Comes to my attention that the UTM sees url = https on port 2222 when it was an SFTP connection. Can somebody comment on this?
To fix this I tried to setup a Generic Proxy rule [Web Protection>Avanced] but had same issue, same logs.
This is how the Rule looks like:
Interface: Internal (This is the only interface the UTM has)
service definition: tcp-2222
Allowed networks 10.0.0.0
Thanks for your time and support!
sorry for the hyperlink, i'll be cautious next time. Don't know how to edit it.
¡Hola! Mauricio and welcome to the UTM Community!
When this was on-prem, was Web Filtering in Standard mode with 2222 added to 'Allowed Target Services' on the 'Misc' tab? Is the browser using the Proxy explicitly?
Cheers - Bob
At Web Protection>Filtering Options>Misc, a service definition for TCP 20222 was created and added to the Allowed Target Services list. (suggested on https://community.sophos.com/utm-firewall/f/hardware-installation-up2date-licensing/98392/target-service-not-allowed )
After testing the SFTP connection from the server...There is no timeout this time now it sees an Algorithm negotiation Failed.
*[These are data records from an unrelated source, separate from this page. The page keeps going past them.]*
PR #102, opened 2022-04-28
Mitigate against token replication lag

pglass:
Copy the approach from https://github.com/hashicorp/consul-k8s/pull/887 for dealing with inherent token replication lag.

See: https://github.com/hashicorp/consul-ecs/pull/79

## How I've tested this PR:
Acceptance tests

👀 

## Checklist:
- [ ] Tests added
- [ ] ~CHANGELOG entry added~ n/a

### DIFF
--- a/modules/mesh-task/templates/consul_client_command.tpl
+++ b/modules/mesh-task/templates/consul_client_command.tpl
@@ -26,9 +26,36 @@ login() {
       -token-sink-file /consul/client-token
 }
 
+read_token_stale() {
+    consul acl token read -http-addr ${ consul_http_addr } \
+    %{ if tls ~}
+      -ca-file /consul/consul-ca-cert.pem \
+    %{ endif ~}
+      -stale -self -token-file /consul/client-token
+}
+
+# Retry in order to login successfully.
 while ! login; do
     sleep 2
 done
+
+# Wait for raft replication to hopefully occur. Without this, an "ACL not found" may be cached for a while.
+# Technically, the problem could still occur but this should handle most cases.
+# This waits at most 2s (20 attempts with 0.1s sleep)
+COUNT=20
+while [ "$COUNT" -gt "0" ]; do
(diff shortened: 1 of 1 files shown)


modules/mesh-task/templates/consul_client_command.tpl
```diff
@@ -26,10 +26,37 @@ login() {
       -token-sink-file /consul/client-token
 }
 
+read_token_stale() {
+    consul acl token read -http-addr ${ consul_http_addr } \
+    %{ if tls ~}
+      -ca-file /consul/consul-ca-cert.pem \
+    %{ endif ~}
+      -stale -self -token-file /consul/client-token
```
pglass, line 34: Need to squash the output here so it doesn't print the token.

modules/mesh-task/templates/consul_client_command.tpl
```diff
@@ -26,10 +26,37 @@ login() {
...
+# This waits at most 2s (20 attempts with 0.1s sleep)
+COUNT=20
+while [ "$COUNT" -gt "0" ]; do
+    echo "Checking that the ACL token exists when reading it in the stale consistency mode ($COUNT attempts remaining)"
+    if read_token_stale; then
+        echo "Successfully read ACL token from the server"
+        break
+    fi
+    sleep 0.1
+    COUNT=$((COUNT - 1))
```
cthain, line 53: nit: can just use `((COUNT--))` here

cthain (approved):
Looks good Paul. I left a couple of nitpicks.

modules/mesh-task/templates/consul_client_command.tpl
pglass: Actually, the Consul image is Alpine-based, and doesn't include bash. It's just a posix shell (BusyBox shell, which is `ash`) and it doesn't seem to have the decrement operation.

PR #105, opened 2022-05-02
Placeholder for checking out tag in examples

lkysow:
When we do our next release we need to update these checkout commands so that
users will use a tagged version of our examples, not main.

### DIFF
--- a/examples/admin-partitions/README.md
+++ b/examples/admin-partitions/README.md
@@ -33,6 +33,7 @@ Clone this repository:
 
 ```console
 $ git clone https://github.com/hashicorp/terraform-aws-consul-ecs.git
+$ git checkout tags/<latest-version>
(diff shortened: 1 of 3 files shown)


examples/admin-partitions/README.md
```diff
@@ -33,6 +33,7 @@ Clone this repository:
 
 ```console
 $ git clone https://github.com/hashicorp/terraform-aws-consul-ecs.git
+$ git checkout tags/<latest-version>
```
pglass, line 36: I think this should just be, e.g. `git checkout v0.4.0`? Or does `tags/<version>` work for you?

lkysow: they both work for me

pglass: Oh, this does work for me. I tried it yesterday and must have typoed the tag name or something.

pglass (approved):

Issue #326, opened 2024-12-13
Missing schema in primary key expression table alias (postgres)


adatob:
Hi,

I noticed an issue using models from Postgres db model genenrator.
During updating or deleting a record using model objects, the WHERE clause based on primary key refers to the non-existing alias. Bellow you can see the generated query:

`UPDATE "schema"."table_name" AS "schema.table_name"
SET "second_column" = $1
WHERE ("table_name"."pk_column" = $2)
RETURNING "schema.table_name"."pk_column" AS "pk_column", "schema.table_name"."second_column" AS "second_column"`

So the problem is probably in generated method `func (o *SchemaTableName) pkEQ() dialect.Expression` returning statement:
`psql.Quote("table_name", "pk_column")`. I'm wondering if there should be also schema name before table name.

best regards,
Adam

PR #327, opened 2024-12-13
Fix missing schema in table alias in pkEQ and pkIN clauses

adatob:
#326


stephenafamo:
Thanks for spotting.

Kindly add a note in `CHANGELOG.md` with attribution `(thanks @adatob)`

PR #328, opened 2024-12-14
Add `net/netip` to random expr imports

plunkettscott:
The `pgtypes.Inet` type uses `net/netip` in its `RandomExpr`, but does not add it to the import list for the `RandomExprImports`. This results in a compilation error for the factory package if no other type exists which also imports the netip package.

I've worked around this in my projects by re-defining the type with the proper import until this can be merged.


stephenafamo:
Kindly add a note in `CHANGELOG.md` with appropriate attribution `(thanks @plunkettscott)`

plunkettscott:
Done

plunkettscott:
Any estimate on when you plan to tag a release with this fix? Having to copy/paste a config across projects right now in the current state to avoid compilation errors.

stephenafamo:
Tagged @plunkettscott

Issue #333, opened 2025-01-02
Allowing to retrieve alias field from the View structure


Nitjsefni7:
In our project, we could benefit from the possibility of retrieving the alias field from the View structure.

The simple method like
`func (v *View[T, Tslice]) Alias() string {
	return v.alias
}
`
would do the trick.

If you approve the proposition, I will be eager to create a pull request.

stephenafamo:
This seems like a straightforward addition.

Can you share what situation you've encountered where you need this?

Nitjsefni7:
When using nested queries in FROM clause, in order to be able to rely on column names provided by bob's models (aliased by default with "schema.table_name") we have to provide the alias to As() method for the nested query. If the Alias() method is provided, we will be able to alias nested queries automatically, based on the table used in the FROM clause of the nested query.

PR #339, opened 2025-01-09
Allowing to retrieve alias field from the View structure

Nitjsefni7:
#333


stephenafamo:
Kindly note down the changes in CHANGELOG under an `UNRELEASED` heading and with attribution (thanks @Nitjsefni7)

PR #371, opened 2025-03-03
Add support for custom types in models directory

jacobmolby:
This adds support for declaring custom types within the "models" directory (or what it is specified as). 

It will make sure the correct imports are used in the corresponding factory files


stephenafamo:
Nice!

This is something I had in mind when I changed the files to use the `.bob.go` prefix and to wipe only bob-specific files.

Fix the formatting, and remember to update `CHANGELOG.md`

Thank you 🙏🏾

jacobmolby:
I have made the changes you suggested now 😄

PR #383, opened 2025-03-29
fix(gen): Support go toolchain directive for version

isgj:
Use the `toolchain` directive from go.mod when detecting the required Go version, falling back to the `go` directive if needed.

Also updates `gofumpt` to version 0.7, which uses
https://pkg.go.dev/go/version#Lang to validate the version.

I was using the new tool option from the go command `go get -tool github.com/stephenafamo/bob/gen/bobgen-psql`  and go resolved one of the dependencies to a newer version `mvdan.cc/gofumpt v0.7.0 // indirect`. This broke the generation of the models, it expects the go version to start with `go` .


stephenafamo:
Kindly update `CHANGELOG.md` with the changes under an `Unreleased` header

This might mean that the remote destination was reached but didn't like something on the cipher suite.I looked into the WebFiltering logs.
Where do you see Algorithm negotiation Failed, Mauricio?
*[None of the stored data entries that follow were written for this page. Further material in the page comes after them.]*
PR #389, opened 2025-04-21
Fix not able to retrieve rows

jacobmolby:
Basically we now save the insert expressions, for usage in the `getInserted` method.

Also changed the old tests so they actually mimic the generated code.

About the `if` check in the .tpl, I know it's not ideal, but I didn't really know of any other way, with how it's currently setup.

### DIFF
--- a/dialect/mysql/dialect/insert.go
+++ b/dialect/mysql/dialect/insert.go
@@ -23,10 +23,19 @@ type InsertQuery struct {
 	ColumnAlias        []string
 	Sets               []Set
 	DuplicateKeyUpdate clause.Set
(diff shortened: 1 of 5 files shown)


stephenafamo:
Thanks for all your work 🙏🏾 

I may take some time to review this but feel free to remind me if I haven't done so in a week

stephenafamo:
I apologise for making you do so much work.  
I found some time to investigate the underlying issue and the fix I ended up with was different.  

Try out this commit 4e3e86b, I believe the issue is fixed there.

jacobmolby:
Hey man, no worries. There is no doubt your fix is much better. It seems to work. Thanks!

PR #390, opened 2025-04-24
Fix enum types match by "db_type" when using bobgen-psql

abramlab:
When using enum types, the `Column.DBType` now correctly includes the schema name and replacement works well.

Examples:

// migrations.up.sql
```sql
CREATE SCHEMA IF NOT EXISTS preferences;
CREATE TYPE preferences.test AS ENUM ('foo', 'bar');
CREATE TABLE IF NOT EXISTS preferences.users
(
    id SERIAL PRIMARY KEY,
    name VARCHAR(255) NOT NULL,
    test preferences.test NOT NULL
);
```
// bobgen.yaml
```yaml
...
types:
  mtype.Type:
    no_randomization_test: true
    imports:
      - '"test-bob/mtype"'

replacements:
  - tables: []
    match:
      db_type: "preferences.test"
    replace: "mtype.Type"
```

Hi, On-prem we were not using Sophos, just the servers were moved to AWS and dealed with the Sophos that was put here.
This is the error message seen in the server after attempting the connection.Later I had to setup another service definition for SSH, using same method described before and this connection succeed. Another evidence that access was allowed fine.
If the error in the server was at the same time as the request was sent by the UTM Web Proxy, 10:00:06, I would conclude that the server doesn't "like" the Proxy. You would want to skip the Proxy for that server.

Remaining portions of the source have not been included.